Pharmaceutical companies have made significant progress in their search for a coronavirus vaccine. However, the more significant bit is the time of the arrival of a COVID-19 vaccine. If WHO scientists Soumya Swaminathan is to be believed the wait could be for as long as a year. During a press conference on Saturday, Swaminathan said, "Eight vaccines are being developed by different companies in India. Normally, it takes five to ten years to develop a vaccine. However, due to the pandemic, it will now take up to one and half years at least."
But concerns abound as a new strain might throw the spanner in the works. Malaysia recently discovered a new strain of coronavirus that is said to be 10 times more infectious. That strain, D614G, was predominantly found in the European countries and the US. The strain was detected in a cluster that emerged from an Indian restaurateur who violated the 14-day quarantine order upon arrival from India. The strain was also found in a cluster of people arriving from the Philippines. "People need to be wary and take greater precautions because this strain has now been found in Malaysia," said the country's Director-General of Health Noor Hisham Abdullah. Abdullah also expressed concerns over the efficacy of the coronavirus vaccine in the works due to the new strain.

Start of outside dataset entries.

PR #1295, opened 2023-06-08
OCM-152 | feat: 'rosa verify network' command

thomasmckay:
[OCM-152](https://issues.redhat.com//browse/OCM-152)

https://docs.google.com/document/d/1pLN83t5kh7Pv0iBtJFFQnIQvdpagG4WZIyel9YRFE3s/edit#

Note: The `go mod vendor` commit will be removed. Dependent on:
https://github.com/openshift-online/ocm-api-model/pull/757
https://gitlab.cee.redhat.com/service/uhc-clusters-service/-/merge_requests/5884

### DIFF
--- a/cmd/verify/network/cmd.go
+++ b/cmd/verify/network/cmd.go
@@ -1,0 +1,234 @@
+/*
+Copyright (c) 2023 Red Hat, Inc.
+
+Licensed under the Apache License, Version 2.0 (the "License");
+you may not use this file except in compliance with the License.
+You may obtain a copy of the License at
+
+  http://www.apache.org/licenses/LICENSE-2.0
+
+Unless required by applicable law or agreed to in writing, software
+distributed under the License is distributed on an "AS IS" BASIS,
+WITHOUT WARRANTIES OR CONDITIONS OF ANY KIND, either express or implied.
+See the License for the specific language governing permissions and
+limitations under the License.
+*/
+
+package network
+
+import (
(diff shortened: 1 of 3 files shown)


thomasmckay:
@willkutler Removing `--status-only` would imply removing the `--watch` too which means it would always be "interactive". I haven't used rosa enough to know users' patterns. Would it be sufficient to just always block and wait when the command is run?

willkutler:
@thomasmckay Hmm, thinking it about it more, it's probably better to not require users to be blocked and wait for a minute-plus long command to run. I think it should be good as-is

cmd/verify/network/cmd.go
```diff
@@ -0,0 +1,234 @@
...
+		}
+
+		region, err := aws.GetRegion(arguments.GetRegion())
+		if err != nil {
+			r.Reporter.Errorf("Error getting region: %v", err)
+			os.Exit(1)
+		}
+		args.region = region
+	} else if cmd.Flags().Changed(clusterFlag) {
+		if cmd.Flags().Changed(subnetIDsFlag) {
```
gdbranco, line 124: Couldn't this check and the one above be merged into a single condition which checks if both have changed?

gdbranco: I don't mind that much, but personally find it cleaner

renan-campos (approved):
/lgtm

Nevertheless, coronavirus vaccine trials are progressing at full speed. In fact, in his Independence Day speech, Prime Minister Narendra Modi said that India is currently testing three COVID-19 vaccines. When approved, the country would start production of the candidates.
Here are the latest developments on coronavirus vaccine:
Russia's Sputnik V: Russia has produced the first batch of COVID-19 vaccine, Sputnik V, the health ministry said hours after they started manufacturing. The country said that the coronavirus vaccine will be rolled out by end of month. President Vladimir Putin has assured the public that it is safe, adding that one of his daughters had taken it as a volunteer and felt good afterwards. Moscow's Gamaleya Institute that developed the vaccine had previously said that Russia would be produce about 5 million doses a month by December-January.
However concerns over the accelerated efforts of the Russians remain. Some scientists believe that the country is putting national prestige before safety amid the global race to develop a vaccine against the disease.
CanSino: The Chinese vaccine specialist has won a patent approval from Beijing for its coronavirus candidate, Ad5-nCOV. It is the first COVID-19 vaccine patent granted by China, state-owned newspaper People's Daily reported on Sunday. China's National Intellectual Property Administration said that the patent was issued on August 11. Saudi Arabia said this month it plans to begin Phase III clinical trials for the CanSino vaccine. CanSino has said it is also in talks with Russia, Brazil and Chile to launch Phase III trials in those countries.
CureVac: German biotech firm has said that it does not rule out a speedy approval process for its coronavirus vaccine candidate. The company said on Friday that it expects to put its vaccine on the market by mid-2021. Considering the push for speedy approval suggests that the company is aiming for an earlier release date. "We are not ruling out accelerated approval, but this can only be achieved in close cooperation with the authorities," said CEO Franz-Werner Haas. CureVac is backed by Microsoft founder Bill Gates.
AstraZeneca: Drugmaker AstraZeneca has signed an agreement with the European Union to deliver 400 million doses of its COVID-19 vaccine for no profit. Under the agreement, EU countries would be able to access the coronavirus vaccine in an equitable manner. The drugmaker's deal is bigger than other supply arrangements inked with other governments till date but smaller than the licensing agreement it has with Serum Institute of India for 1 billion doses.